I guess the answer to JPL (NASA) managing expectations is to manage expectations on our own, huh? [*Pictures of zero-sum games starts to spin in front of eyes.*]
#2 - Torbjörn Larsson, OM - 07/30/2010 - 16:45
There is a larger crowd that might cry, "Failure"
Spirit's knowledgeable fans don't need our hands held while we wait for Spirit to wake. But there is a larger crowd of Monday-morning quarterbacks who would delight in pouncing on JPL and NASA if a more optimistic tone were struck, and Spirit continued to sleep. I don't blame JPL for wanting to avoid the gotcha-style questions that might follow; news reporting is far more adversarial than it once was. It wouldn't be fair, but that doesn't make it any more pleasant.

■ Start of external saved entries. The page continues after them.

Issue #638, opened 2019-07-12
gauss2d models need to have the fwhm/sigma bounds updated by guess


anetasie:
Currently `guess()` does not updated the fwhm or sigma parameters in `gauss2d, normgauss2d, sigmagauss2d` models, so the bounds in fitting are set to the standard 1e-38 and 1e38.  This makes the optimization code wonder off. 

In 1D `gauss models` the `fwhm` is set by guess to a valid range of the data, e.g., energy 0.1-10 keV for X-rays.  In 2D the (x,y) range of the image data would be a valid option and will improve the optimization performance.

PR #741, opened 2020-02-12
Fix issue 368, guess needs to update fwhm/sigma bounds

dtnguyen2:
# Details

Add support for guessing the fwhm or sigma parameters of the Gauss2D, NormGauss2D, and SigmaGauss2D models.

# Note

This PR fixes issue #638 (gauss2d models need to have the fwhm/sigma bounds updated by guess)

### DIFF
--- a/sherpa/models/basic.py
+++ b/sherpa/models/basic.py
@@ -1564,6 +1564,7 @@ class SigmaGauss2D(Gauss2D):
         param_apply_limits(ypos, self.ypos, **kwargs)
         param_apply_limits(fwhm, self.sigma_a, **kwargs)
         param_apply_limits(fwhm, self.sigma_b, **kwargs)
+        param_apply_limits(norm, self.ampl, **kwargs)
 
     def calc(self, *args, **kwargs):
         kwargs['integrate'] = bool_cast(self.integrate)
--- a/sherpa/models/basic.py
+++ b/sherpa/models/basic.py
@@ -1,6 +1,7 @@
 from __future__ import absolute_import
 #
-#  Copyright (C) 2010, 2016, 2018, 2019  Smithsonian Astrophysical Observatory
+#  Copyright (C) 2010, 2016, 2018, 2019, 2020
+#       Smithsonian Astrophysical Observatory
 #
 #
 #  This program is free software; you can redistribute it and/or modify
@@ -1478,9 +1479,11 @@ class Gauss2D(RegriddableModel2D):
     def guess(self, dep, *args, **kwargs):
         xpos, ypos = guess_position(dep, *args)
         norm = guess_amplitude2d(dep, *args)
+        fwhm = guess_fwhm(dep, *args)
         param_apply_limits(xpos, self.xpos, **kwargs)
         param_apply_limits(ypos, self.ypos, **kwargs)
         param_apply_limits(norm, self.ampl, **kwargs)
+        param_apply_limits(fwhm, self.fwhm, **kwargs)
 
     def calc(self, *args, **kwargs):
         kwargs['integrate'] = bool_cast(self.integrate)
@@ -1552,6 +1555,15 @@ class SigmaGauss2D(Gauss2D):
                                  (self.sigma_a, self.sigma_b, self.xpos,
                                   self.ypos, self.theta, self.ampl))
         self.cache = 0
+
+    def guess(self, dep, *args, **kwargs):
+        xpos, ypos = guess_position(dep, *args)
+        norm = guess_amplitude2d(dep, *args)
+        fwhm = guess_fwhm(dep, *args)
+        param_apply_limits(xpos, self.xpos, **kwargs)
+        param_apply_limits(ypos, self.ypos, **kwargs)
+        param_apply_limits(fwhm, self.sigma_a, **kwargs)
+        param_apply_limits(fwhm, self.sigma_b, **kwargs)
 
     def calc(self, *args, **kwargs):
         kwargs['integrate'] = bool_cast(self.integrate)
@@ -1640,8 +1652,10 @@ class NormGauss2D(RegriddableModel2D):
     def guess(self, dep, *args, **kwargs):
         xpos, ypos = guess_position(dep, *args)
         ampl = guess_amplitude2d(dep, *args)
+        fwhm = guess_fwhm(dep, *args)
         param_apply_limits(xpos, self.xpos, **kwargs)
         param_apply_limits(ypos, self.ypos, **kwargs)
+        param_apply_limits(fwhm, self.fwhm, **kwargs)
 
         # Apply normalization factor to guessed amplitude
         norm = (numpy.pi / _gfactor) * self.fwhm.val * self.fwhm.val * \
--- a/sherpa/astro/tests/test_astro.py
+++ b/sherpa/astro/tests/test_astro.py
@@ -1,5 +1,5 @@
 #
-#  Copyright (C) 2007, 2015, 2016, 2017, 2018, 2019
+#  Copyright (C) 2007, 2015, 2016, 2017, 2018, 2019, 2020
 #     Smithsonian Astrophysical Observatory
 #
 #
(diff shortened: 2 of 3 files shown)


sherpa/models/basic.py
```diff
@@ -1553,6 +1556,15 @@ def __init__(self, name='sigmagauss2d'):
                                   self.ypos, self.theta, self.ampl))
         self.cache = 0
 
+    def guess(self, dep, *args, **kwargs):
+        xpos, ypos = guess_position(dep, *args)
+        norm = guess_amplitude2d(dep, *args)
```
DougBurke: This isn't used. I think we would want the ampl to be guessed too (it is in Gauss2D).

sherpa/models/basic.py
```diff
@@ -1640,8 +1652,10 @@ def set_center(self, xpos, ypos, *args, **kwargs):
     def guess(self, dep, *args, **kwargs):
         xpos, ypos = guess_position(dep, *args)
         ampl = guess_amplitude2d(dep, *args)
```
DougBurke: I think we would want this to be used to guess the ampl/norm/whatever parameter.

DougBurke:
The two comments aren't strictly related to the bug report (ampl/norm rather than sigma), but we should either drop the un-needed calculation or also guess the amplitude (which we do for Gauss2D, so it would make sense to do so). The NormGauss2D case is slightly-different, since the normalisation is not the max point but the integrated signal, so the calculation would need to be more complex.

sherpa/models/basic.py
dtnguyen2: Added the guessed ampl:
```
(sherpa) [dtn@devel12 sherpa]$ git diff models/basic.py
diff --git a/sherpa/models/basic.py b/sherpa/models/basic.py
index 2e0784e1..799fed36 100644
--- a/sherpa/models/basic.py
+++ b/sherpa/models/basic.py
@@ -1564,6 +1564,7 @@ class SigmaGauss2D(Gauss2D):
         param_apply_limits(ypos, self.ypos, **kwargs)
         param_apply_limits(fwhm, self.sigma_a, **kwargs)
         param_apply_limits(fwhm, self.sigma_b, **kwargs)
+        param_apply_limits(norm, self.ampl, **kwargs)
 
         kwargs['integrate'] = bool_cast(self.integrate)
```

sherpa/models/basic.py
dtnguyen2: Not sure what you mean here, doesn't the following existing code:
```
        # Apply normalization factor to guessed amplitude
        norm = (numpy.pi / _gfactor) * self.fwhm.val * self.fwhm.val * \
            numpy.sqrt(1.0 - (self.ellip.val * self.ellip.val))
        for key in ampl.keys():
            if ampl[key] is not None:
                ampl[key] *= norm
        param_apply_limits(ampl, self.ampl, **kwargs)
```
attempts at guessing the ```ampl``` parameter?

DougBurke: I think I must have just missed that part, as it was separated by a pesky blank line, which threw me off. He guesses wildly.

DougBurke:
Here's the differences in parameter values that we now see from using guess for `gauss2d`, `sigmagauss2d`, and `normgauss2d` (the "-/+" lines show the changes to the parameter values made by guess for a particular dataset):

```
# Diffs for gauss2d.gmdl
-    gmdl.fwhm    thawed           10  1.17549e-38  3.40282e+38
+    gmdl.fwhm    thawed            8        0.008         8000
-    gmdl.xpos    thawed            0 -3.40282e+38  3.40282e+38
+    gmdl.xpos    thawed           16           10           20
-    gmdl.ypos    thawed            0 -3.40282e+38  3.40282e+38
+    gmdl.ypos    thawed          106          100          110
-    gmdl.ampl    thawed            1 -3.40282e+38  3.40282e+38
+    gmdl.ampl    thawed      9.88079   0.00988079      9880.79

# Diffs for sigmagauss2d.sgmdl
-    sgmdl.sigma_a thawed           10  1.17549e-38  3.40282e+38
+    sgmdl.sigma_a thawed            8        0.008         8000
-    sgmdl.sigma_b thawed           10  1.17549e-38  3.40282e+38
+    sgmdl.sigma_b thawed            8        0.008         8000
-    sgmdl.xpos   thawed            0 -3.40282e+38  3.40282e+38
+    sgmdl.xpos   thawed           16           10           20
-    sgmdl.ypos   thawed            0 -3.40282e+38  3.40282e+38
+    sgmdl.ypos   thawed          106          100          110
-    sgmdl.ampl   thawed            1 -3.40282e+38  3.40282e+38
+    sgmdl.ampl   thawed      9.88079   0.00988079      9880.79

# Diffs for normgauss2d.ngmdl
-    ngmdl.fwhm   thawed           10  1.17549e-38  3.40282e+38
+    ngmdl.fwhm   thawed            8        0.008         8000
-    ngmdl.xpos   thawed            0 -3.40282e+38  3.40282e+38
+    ngmdl.xpos   thawed           16           10           20
-    ngmdl.ypos   thawed            0 -3.40282e+38  3.40282e+38
+    ngmdl.ypos   thawed          106          100          110
-    ngmdl.ampl   thawed            1 -3.40282e+38  3.40282e+38
+    ngmdl.ampl   thawed      1866.33      1.86633  1.86633e+06
```

We can see the changes made in this PR if we compare to the CIAO 4.12 output

```
# Diffs for gauss2d.gmdl
-    gmdl.xpos    thawed            0 -3.40282e+38  3.40282e+38
+    gmdl.xpos    thawed           16           10           20
-    gmdl.ypos    thawed            0 -3.40282e+38  3.40282e+38
+    gmdl.ypos    thawed          106          100          110
-    gmdl.ampl    thawed            1 -3.40282e+38  3.40282e+38
+    gmdl.ampl    thawed      9.88079   0.00988079      9880.79

# Diffs for sigmagauss2d.sgmdl
-    sgmdl.xpos   thawed            0 -3.40282e+38  3.40282e+38
+    sgmdl.xpos   thawed           16           10           20
-    sgmdl.ypos   thawed            0 -3.40282e+38  3.40282e+38
+    sgmdl.ypos   thawed          106          100          110
-    sgmdl.ampl   thawed            1 -3.40282e+38  3.40282e+38
+    sgmdl.ampl   thawed      9.88079   0.00988079      9880.79

# Diffs for normgauss2d.ngmdl
-    ngmdl.xpos   thawed            0 -3.40282e+38  3.40282e+38
+    ngmdl.xpos   thawed           16           10           20
-    ngmdl.ypos   thawed            0 -3.40282e+38  3.40282e+38
+    ngmdl.ypos   thawed          106          100          110
-    ngmdl.ampl   thawed            1 -3.40282e+38  3.40282e+38
+    ngmdl.ampl   thawed      2916.15      2.91615  2.91615e+06
```

DougBurke:
One question: we use the same scaling/values for the FWHM parameters (`gauss2d`, `normgauss2d`) as we do for the sigma parameters (`sigmagauss2d`). This is shown in my previous comment, where the `fwhm` and `sigma_a/b` parameters were both set to 8 (with a range of 0.008 to 8000).

Ideally the sigma values would be 2 . sqrt(2 . log(2)) times smaller than the FWHM values.

However, given how simplistic our guess is for this parameter, I am not sure it's worth the extra complication.

The reason why I noted this was I was comparing the predictions made by the guessed models since my assumption was they should be the same, but they're not

a) because of this, the sigmagauss2d variant is different to the other two
b) the normgauss2d "normalization" refers to the integration over an infinite plane, and the scaling used to guess it's normalization doesn't account for the finite nature of the dataset, so there's a constant multiplicative factor for each pixel when comparing the normgauss2d to gauss2d predictions. I definitely do not think this is worth "trying to correct".

DougBurke:
[also, the macOS build on Travis is having troubles finishing at the moment; let's hope this clears up]

DougBurke:
@anetasie I don't think we need to change the guess for `sigma_a/b` parameters of `sigmagauss2d` here. Do you agree (with reference to  https://github.com/sherpa/sherpa/pull/741#issuecomment-615365142 ) ?

anetasie:
@DougBurke I agree we don't need to change the guess for `sigma_a/b` parameters.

#3 - John Thompson - 07/30/2010 - 18:59
Spirit's Already Dead Isn't It!?!
There are many members of the public who still think that Spirit died back on Sol 18 of her mission in 2004. Others think that she continued on but "didn't it get stuck?". Still others don't realise that there are two Rovers! You can have 'expectation management' but you have to ask that when the vast majority of the public either don't know what's happening with the Rovers or worse, don't care, that releases like this are either just ignored or at least, can spread a confusing message. Don't shoot the messenger though, NASA/JPL have to not only manage expectations, but also an ignorant or cynical public/media.
All that gives to us, the Rover-aware-hugging community, an important job of spreading the word (and a little hope) beyond that possible in a 'don't hype things' media release.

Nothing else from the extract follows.